Cardiac fibrosis is a critical pathological repair process observed in various cardiovascular diseases, contributing to heart failure progression, structural deterioration, and, in extreme cases, cardiac rupture [33]. Qu et al. demonstrated the protective efficacy of Sig-1R in cardiac fibrosis using a transverse aortic constriction (TAC) model, showing that Sig-1R offers protection by modulating the activation of cardiac fibroblasts, primarily through IRE1 pathway inhibition and autophagic flux restoration [8]. Consistent with these findings, our study revealed that Sig-1R stimulation significantly reduced the extent of cardiac fibrosis compared with the non-intervention group, highlighting the antifibrotic effects of Sig-1R post-ischemia–reperfusion.

In addition to structural changes, this study demonstrated an improvement in cardiac function. With the administration of fluvoxamine, although the EDV and ESV continued to increase post-ischemia–reperfusion, the rate of this increase was significantly decreased, resulting in a significant improvement in LVEF. In contrast, the control group showed minimal changes in LVEF. Remarkably, this trend persisted for up to two weeks after treatment discontinuation. Similar findings have been reported in other studies conducted using pure MI models with full-course medication, where fluvoxamine administration improved the maximal rate of pressure rise and decline (dP/dtmax and dP/dtmin) and enhanced fractional LV shortening [6, 19].

These findings suggest that fluvoxamine plays a pivotal role in mitigating myocardial dysfunction and preventing adverse remodelling through enhanced myocardial salvage post-ischemia–reperfusion. Furthermore, the prolonged therapeutic effects observed even after treatment cessation highlight its potential for promoting sustained cardiac recovery. These results position fluvoxamine as a promising therapeutic candidate for ischemic heart disease, warranting further investigation to fully elucidate its long-term benefits and underlying mechanisms.

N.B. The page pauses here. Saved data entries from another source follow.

PR #317, opened 2023-12-04
refactor: function! macro for error context

ibeckermayer:
@zmb3 suggested we add this for Teleport to avoid copy-paste errors wherever we're using these macros, however it occurred to me that this might best fit as a more general solution throughout IronRDP.

I tested this by applying the following patch
<details>

```patch
diff --git a/crates/ironrdp-cliprdr/src/pdu/capabilities.rs b/crates/ironrdp-cliprdr/src/pdu/capabilities.rs
index 508b4e5..34381af 100644
--- a/crates/ironrdp-cliprdr/src/pdu/capabilities.rs
+++ b/crates/ironrdp-cliprdr/src/pdu/capabilities.rs
@@ -166,10 +166,10 @@ impl<'de> PduDecode<'de> for CapabilitySet {
         let _length = src.read_u16();
 
         match caps_type {
-            Self::CAPSTYPE_GENERAL => {
-                let general = GeneralCapabilitySet::decode(src)?;
-                Ok(Self::General(general))
-            }
+            // Self::CAPSTYPE_GENERAL => {
+            //     let general = GeneralCapabilitySet::decode(src)?;
+            //     Ok(Self::General(general))
+            // }
             _ => Err(invalid_message_err!(
                 "capabilitySetType",
                 "invalid clipboard capability set type"
```
</details>

and running a session (via teleport), which results in a log message like

```log
SessionError(Error { context: "invalid payload", kind: Pdu(Error { context: "<ironrdp_cliprdr::pdu::capabilities::CapabilitySet as ironrdp_pdu::PduDecode>::decode", kind: InvalidMessage { field: "capabilitySetType", reason: "invalid clipboard capability set type" }, source: None }), source: None })
```

the key piece being `context: "<ironrdp_cliprdr::pdu::capabilities::CapabilitySet as ironrdp_pdu::PduDecode>::decode"`

### DIFF
--- a/crates/ironrdp-cliprdr/src/pdu/capabilities.rs
+++ b/crates/ironrdp-cliprdr/src/pdu/capabilities.rs
@@ -233,8 +233,6 @@ impl ClipboardProtocolVersion {
     const VERSION_VALUE_V1: u32 = 0x0000_0001;
     const VERSION_VALUE_V2: u32 = 0x0000_0002;
 
-    const NAME: &str = "CLIPRDR_CAPS_VERSION";
-
     #[must_use]
     pub fn downgrade(self, other: Self) -> Self {
         if self != other {
--- a/crates/ironrdp-pdu/src/basic_output/bitmap/rdp6.rs
+++ b/crates/ironrdp-pdu/src/basic_output/bitmap/rdp6.rs
@@ -282,7 +282,7 @@ mod tests {
             &[],
             expect![[r#"
                 Error {
-                    context: "Rdp6BitmapStream",
+                    context: "<ironrdp_pdu::basic_output::bitmap::rdp6::BitmapStream as ironrdp_pdu::PduDecode>::decode",
                     kind: NotEnoughBytes {
                         received: 0,
                         expected: 1,
@@ -297,7 +297,7 @@ mod tests {
             &[0x20],
             expect![[r#"
                 Error {
-                    context: "Rdp6BitmapStream",
+                    context: "<ironrdp_pdu::basic_output::bitmap::rdp6::BitmapStream as ironrdp_pdu::PduDecode>::decode",
                     kind: InvalidMessage {
                         field: "padding",
                         reason: "missing padding byte from zero-sized non-RLE bitmap data",
--- a/crates/ironrdp-pdu/src/macros.rs
+++ b/crates/ironrdp-pdu/src/macros.rs
@@ -2,6 +2,20 @@
 //!
 //! Some are exported and available to external crates
 
+/// Automatically returns the full pathname to a
+/// function. Taken from https://stackoverflow.com/a/40234666.
+#[macro_export]
+macro_rules! function {
+    () => {{
+        fn f() {}
+        fn type_name_of<T>(_: T) -> &'static str {
+            std::any::type_name::<T>()
+        }
+        let name = type_name_of(f);
+        name.strip_suffix("::f").unwrap()
+    }};
+}
+
 /// Creates a `PduError` with `NotEnoughBytes` kind
 ///
 /// Shorthand for
@@ -10,7 +24,7 @@
 /// ```
 /// and
 /// ```rust
-/// <ironrdp_pdu::PduError as ironrdp_pdu::PduErrorExt>::not_enough_bytes(Self::NAME, received, expected)
+/// <ironrdp_pdu::PduError as ironrdp_pdu::PduErrorExt>::not_enough_bytes($crate::function!(), received, expected)
 /// ```
 #[macro_export]
 macro_rules! not_enough_bytes_err {
@@ -18,7 +32,7 @@ macro_rules! not_enough_bytes_err {
         <$crate::PduError as $crate::PduErrorExt>::not_enough_bytes($context, $received, $expected)
     }};
     ( $received:expr , $expected:expr $(,)? ) => {{
-        not_enough_bytes_err!(Self::NAME, $received, $expected)
+        not_enough_bytes_err!($crate::function!(), $received, $expected)
     }};
 }
 
@@ -30,7 +44,7 @@ macro_rules! not_enough_bytes_err {
 /// ```
 /// and
 /// ```rust
-/// <ironrdp_pdu::PduError as ironrdp_pdu::PduErrorExt>::invalid_message(Self::NAME, field, reason)
+/// <ironrdp_pdu::PduError as ironrdp_pdu::PduErrorExt>::invalid_message($crate::function!(), field, reason)
 /// ```
 #[macro_export]
 macro_rules! invalid_message_err {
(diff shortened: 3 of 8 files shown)


CBenoit:
I explored this approach in the past and decided to not use it at the time. More specifically, I used a similar trick to find the name of the type instead of the name of the function. A minor inconvenience is that the actual representation is more verbose, not guaranteed to be stable, and [some tests may break](https://github.com/Devolutions/IronRDP/blob/f5f5e9c087162b39dabb6af39e4cb1252f26beff/crates/ironrdp-testsuite-core/tests/pcb.rs#L130-L140) from time to time because of that. IMO, this is not a big deal because it’s easy to regenerate these (we are using `expect_test`), and we typically don’t match on the `context` field of the error for control flow (that would not be a great idea anyway).

An alternative I was thinking about is:
```rust
/// A type with a static name.
pub trait StaticName {
    /// Name associated to this type.
    const NAME: &'static str;
}

/// A type from which a name can be retrieved.
pub trait GetName {
    /// Returns the name associated to this value.
    fn get_name(&self) -> &'static str;
}

impl<T: StaticName> GetName for T {
    fn get_name(&self) -> &'static str {
        T::NAME
    }
}

assert_obj_safe!(GetName);

/// Gets the name of this value.
pub fn get_name<T: GetName>(value: &T) -> &'static str {
    value.get_name()
}

macro_rules! impl_static_name {
    ($ty:ident) => {{
        impl StaticName for $ty {
            const NAME: &'static str = stringify!($ty);
        }
    }};
}

struct Example;

impl_static_name!(Example);
```

And this could be part of [another macro](https://github.com/Devolutions/IronRDP/blob/f5f5e9c087162b39dabb6af39e4cb1252f26beff/crates/ironrdp-pdu/src/macros.rs#L218-L251) that we should typically apply on most decodable / encodable types, so we would get it for "free" as well.

I’m not yet settled on either one as of today. Thoughts?

ibeckermayer:
@CBenoit it may be worth clarifying precisely what we want to get from this `context` field (and these errors more generally). From the example that I gave, we appear to arguably have competing semantics currently:

```
SessionError(Error { context: "invalid payload", kind: Pdu(Error { context: "<ironrdp_cliprdr::pdu::capabilities::CapabilitySet as ironrdp_pdu::PduDecode>::decode", kind: InvalidMessage { field: "capabilitySetType", reason: "invalid clipboard capability set type" }, source: None }), source: None })
```

In the `SessionError`, the `context` is something like a reason/general error message, whereas in the `Pdu` error it's more like the name of the pdu where the error occurred (before these changes), and now it's roughly name-of-pdu + function. Granted one could argue that for different error types `context` can reasonably have different meanings, but I wonder if doing so is making things unnecessarily complicated.

Personally when I hit any error, I'm looking for 
1. A way to efficiently, accurately identify where in the code the error came from
2. Information about the cause of the error
3. A message to display to the user in the UI (in cases where that's relevant) which doesn't expose irrelevant or security-sensitive information.

From those axioms I would imagine a "base class" that contains that information, and any "subclasses" (like `PduError`/`PduErrorKind`) being ways to efficiently communicate `2`, and/or as a means for programmatically handling errors further up the call stack based on different semantics. (This is just a first pass at a "theory of error types", having read no other thinking on the topic in depth, so take it with that grain of salt. I'm also not suggesting we redo the entire error system at this point, just trying to clarify some of the thought process for myself).

With the use of this `function!()` macro I'm essentially attempting to define these `context` fields as a means to achieve `1`. I've been presuming that was the original intent, though feel free to correct me if I'm wrong.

This study has several limitations that are worth mentioning. First, the relatively small sample size may have reduced the statistical power to detect subtle differences between groups; therefore, studies with larger cohorts should be conducted in the future to address this limitation. The reduced sample size was primarily due to mid-experiment mortality and the exclusion of data that showed excessive variability, which could introduce bias. Consequently, more robust experiments with improved consistency will be necessary to investigate the trends observed in this study further. Second, fluvoxamine was administered for only two weeks during the four-week observation period. While this timeframe was chosen based on the hypothesis that short-term interventions could induce sufficient cardioprotective effects, a longer treatment duration might provide additional insights into fluvoxamine’s full therapeutic potential, particularly regarding its long-term effects on cardiac remodelling. The four-week observation period was designed to evaluate infarct healing, typically completed within this period, as well as to capture both the structural and functional changes in the myocardium after treatment cessation. However, a longer observation period could be considered in future studies to better assess the sustained efficacy of fluvoxamine in preventing adverse cardiac remodelling and improving long-term outcomes.